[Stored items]
BEGIN
PR #12059, opened 2026-07-08
feat(drop-vector-index): expose segment edit-op cleanup metrics

antas-marcin:
### What's being changed:

Adds Prometheus observability for the LSM **segment edit-op cleanup** driver — the background mechanism that rewrites segments to physically strip a dropped vector index. Until now it ran blind: no way to see whether a strip is in flight, how far it has got, or whether it stalled.

## The metrics

Four series under `weaviate_lsm_`. Drop-vector is the first user of the edit-ops machinery; the names are deliberately generic to it.

| Metric | Type | Labels |
|---|---|---|
| `lsm_segment_edit_ops_active` | Gauge | `op_type, class_name, shard_name` |
| `lsm_segment_edit_ops_pending_segments` | Gauge | `op_id, class_name, shard_name` |
| `lsm_segment_edit_ops_segments_owed` | Gauge | `op_id, class_name, shard_name` |
| `lsm_segment_edit_ops_transformer_duration_seconds` | Histogram | `op_type` |

**What each answers**

- **`active`** — is a strip armed on this shard right now, and of what kind. An op stays armed until its drop completes **cluster-wide**, so `active > 0` with `segments_owed = 0` is the ordinary state of a shard that finished its own rewrites and is waiting on peers — alert on sustained `segments_owed`, not on `active`.
- **`pending_segments`** — how much work is still *queued*. The progress bar. Excludes quarantined segments.
- **`segments_owed`** — how much is still *owed*: queued **plus quarantined**. The pair is the point. They are equal while things are healthy and diverge exactly while segments sit in quarantine. A new round requeues quarantined segments with a fresh budget, but only a bounded number of times; past that cap a segment stays quarantined for good, and the drop cannot finish without intervention. So a brief divergence is a drop mid-retry and a persistent one is a wedged drop — the moment a segment exhausts its budget is also logged, since the gauges alone cannot separate the two. Without this gauge a stalled drop is metric-identical to a finished one, both readings at zero. It is not the only way to learn a drop stalled — `GET /v1/tasks` and the schema marker both answer that, cluster-wide — but they are API calls, not something a dashboard or an alert rule can sit on.
- **`transformer_duration_seconds`** — seconds one cleaner pass spent rewriting one segment: the full rewrite loop (cursor scan, shadowed-key checks, transform, buffered writes), excluding the fsync, the segment swap and the bookkeeping commits, which would otherwise make it a disk-sync-latency metric wearing the op's label. **Every completed attempt is recorded, failed ones included**: a segment that exhausts its five retries and is quarantined spent that time five times over, and observing successes alone would leave the histogram describing the easy cases while omitting exactly the pathological ones it is wanted for. **Aborted attempts are not** — shouldAbort cuts the transform off mid-segment, so the sample would be a truncated fraction of the real cost, and the retry budget refuses to count the same event as an attempt for the same reason.

Buckets match the sibling lsmkv compaction-duration histogram (`ExponentialBuckets(0.01, 2, 15)`, reaching ~163.84s) rather than the shared `LatencyBuckets`, which stop at 100s. Segment size is unbounded, so a rewrite can run past that, and every such rewrite would otherwise collapse into one `+Inf` bucket. **Only the dedicated cleaner rewrite is timed.** A compaction runs the same transformer, but `findCompactionCandidates` picks that merge without consulting the edit ops — the work happens regardless of any drop. Timing it under the op's label would bill unrelated merges to the strip, including merges with nothing to strip, so the compaction path records nothing.

**Deviation from the RFC (C7):** `bytes_reclaimed_total` is not included. The real transformer re-marshals with `MarshalBinaryDisk(false)`, which always writes the class name, so stripping a vector can make a value *larger* — a 40-char class with a 1-dim named vector goes 113 → 139 bytes. No attribution survived review: a whole-file delta also captures keys dropped because newer segments shadow them, and restricting credit to the one unshadowed segment reports ~0, since a pass rewrites the oldest owed segment and never reaches it. Shipping a number nobody can trust is worse than shipping four series that hold.

## Dashboard

`tools/dev/grafana/dashboards/lsm_segment_edit_ops.json` — provisioned automatically by the dev stack, in three rows:

- **Drop progress** — total owed vs queued across the node, armed ops by shard, and the two per-op gauges broken out by shard.
- **Stall signals** — quarantined segments (`segments_owed - on(op_id, class_name, shard_name) pending_segments`), and beside it "shards armed but owing nothing", which is the ordinary waiting-on-peers state shown explicitly so it is not read as a stall.
- **Rewrite cost** — p50/p95/p99 rewrite duration and segments rewritten per second.

Every panel description states what the number means and how it misleads, so the alerting caveats travel with the graph rather than living only here. Validated end to end rather than by eye: all 11 queries parse under `promtool check rules`, every metric name resolves to a definition in `usecases/monitoring/segment_edit_ops.go`, every `on()`/`by()` label set matches the series' real label schema, and Grafana provisions the file cleanly (11 panels, schemaVersion 41).

## Label design

**Gauges carry `{class_name, shard_name}`; the histogram deliberately does not.**

The gauges describe the *state of a shard*, and the shard dimension is load-bearing rather than cosmetic: an `op_id` is the drop **epoch**, shared by every shard taking part in the same drop cluster-wide, so a series without it is written by all of them and reads as whichever wrote last. In a multi-tenant collection the shard name is also the tenant name, unique only within its class.

The histogram describes the *cost of the work*, which is a node-level question. Keeping it unlabelled also means it survives tenant churn: a cumulative series cannot be rebuilt from sidecar state, so reaping one on tenant deletion would silently reset it on every deactivate/reactivate.

**Under `PROMETHEUS_MONITORING_GROUP` the per-shard gauges are not emitted at all.** Grouping collapses both labels to `n/a` upstream, so every shard would write one shared series — 100 tenants owing 3 segments each would read 3, not 300, and the first to drain would zero it for all of them. A wrong number on a dashboard is worse than a missing one. The histogram is unaffected and stays on.

## Lifecycle

Gauges are derived from the sidecar's ground truth rather than incremented per transition, so they cannot drift across a crash, a resume, or an orphan sweep. The ops, pending and quarantined sets are read in **one** bolt transaction (`MetricsSnapshot`): they must be mutually consistent, not merely each fresh, because `owed` is pending plus quarantined and a `Quarantine` commit landing between separate reads would show the same segment in both — inflating exactly the gauge that is read as the stall signal, in the direction that fabricates a stall. The refresh runs on op-lifecycle changes (register, re-arm, drained delete, recover), once per cleanup pass, and after compaction bookkeeping — never on a hot path.

It returns **before reading the sidecar at all** when nothing will consume the result: monitoring off (the default), or grouped mode. That matters because the refresh costs three bolt reads and grouped mode is exactly where a node has the most shards to multiply it by.

`ForgetOp` deletes its two series by exact label set (`Delete`, not `DeletePartialMatch`) — the three labels are the gauges' complete schema, and a partial match scans every series on the node under the vec's write lock.

**An unload is not a delete.** Tenant deactivation unloads a shard through the same `SegmentGroup.shutdown` path as any other unload (Migrator's `tenants_to_cold`), and a drop stalled on a cold tenant is precisely what these gauges exist to report — reaping there would make it read identically to no drop at all. So an unload retires the series only when the shard **owes nothing**; a shard mid-strip keeps its last reading. Every sibling per-shard LSM gauge survives an unload for the same reason and is reaped only on delete. Delete has two entry points, matching the two shard states: `Store.ReapEditOpsMetrics` from `Shard.drop` for a loaded shard, and `lsmkv.ReapEditOpsShardSeries` from `LazyLoadShard.drop` for an unloaded one — without the second, every tenant deactivated mid-drop and then deleted would leak three series until restart.

**Reaping goes through one latched entry point, `SegmentGroup.reapEditOpsMetrics`**, which sets a `reaped` flag and deletes the series under a single lock hold; every later refresh returns at the flag. The latch is load-bearing rather than defensive, because a reap can otherwise be UNDONE and never repeated — a torn shard is never retried and heals only on process restart:

- a shutdown that fails at `Unregister` leaves the cycle callback **fully operational** (cyclemanager rolls its abort mark back on timeout) and skips `editOps.Close()`, so the still-live pass republishes over the deleted series;
- a segment group that fails to construct is discarded without ever reaching shutdown, after `recoverEditOps` has already published;
- once the last op is deleted the sidecar file is removed, after which `MetricsSnapshot` reads empty **without an error** — indistinguishable from a healthy empty sidecar — and republishes a zero-valued child.

It runs from two places: `SegmentGroup.shutdown` (deferred, so the failure paths are covered) and the constructor's existing init-failure rollback.

One refresh is condition-guarded: recovery's deferred refresh skips `bolterrors.ErrTimeout`. On that path the sidecar's flock is still held by a previous instance, so a refresh would re-open bolt and eat a second full `BoltFlockTimeout` on a load that is already failing — doubling shard-load failure latency for nothing, since the failed load discards the group and the init rollback reaps.

**`PrometheusMetrics` holds no edit-op handle.** The global struct carries a standing `NOTE: Do not add any new metrics to this global PrometheusMetrics struct`, and the tenant-delete path makes one unnecessary anyway: `Shard.drop` guarantees `store.Shutdown` on every exit, which reaches every `SegmentGroup.shutdown` and therefore the reap. A shard that was never loaded never published.

## Scope

No change to cleanup correctness or the drop path — the refresh reads sidecar state the driver already loads, and logs rather than fails if a read errors, so it can never block a cleanup.

Two hunks reach outside the edit-op metrics themselves and their call sites, so rather than claim "metrics only" flatly:

- **`segment_edit_ops.go`** extracts `segmentRowsTx` out of `AllPending()` and `Quarantined()` — functions the cleanup driver feeds on. The bodies moved verbatim (same walk, same order, same error propagation); the extraction exists so `MetricsSnapshot` can read all three sets in one transaction instead of duplicating the walk.
- **`drop_vector_index_provider.go`** is a **comment-only** correction, and the one change here that metrics do not require. Its godoc credited `lsmkv.maxQuarantineRequeues` with bounding the FAILED-record pile; that is inverted — once a segment exhausts the cap it stops being requeued, so every later round fails immediately and the loop gets *faster*. Fixed in place because it is a wrong statement about drop-vector behaviour rather than deferred to a follow-up nobody would file. The underlying unbounded re-enqueue is pre-existing and out of scope for this PR.

A partial-`.tmp` leak in `cleanPendingSegmentToTmp`, found while working here, was split out and merged separately as #12633: it is pre-existing, unrelated to metrics, and wanted its own review.

**`docs/metrics.md` is deleted — flagging this explicitly for @moogacs / @mbadawi23.** The file declares itself the source of truth for Prometheus metrics and asks that every add/modify/deprecate be reflected in it, so removing it in the same change that adds four metrics is a deliberate proposal, not a drive-by: this team keeps that kind of reference in Notion, and the four series below are documented there. Say the word if you would rather the file stayed and the series were registered in it instead — that is a small follow-up either way.

## Declined: a pull-based `prometheus.Collector`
END
▸ WHAT YOU ARE ASKED TO DO: The lines from the top of the data above down to the line containing "### What's being" are to be copied exactly; no other line should appear.

▸ SOLVED EXERCISE:
PR #12059, opened 2026-07-08
feat(drop-vector-index): expose segment edit-op cleanup metrics

antas-marcin:
### What's being changed:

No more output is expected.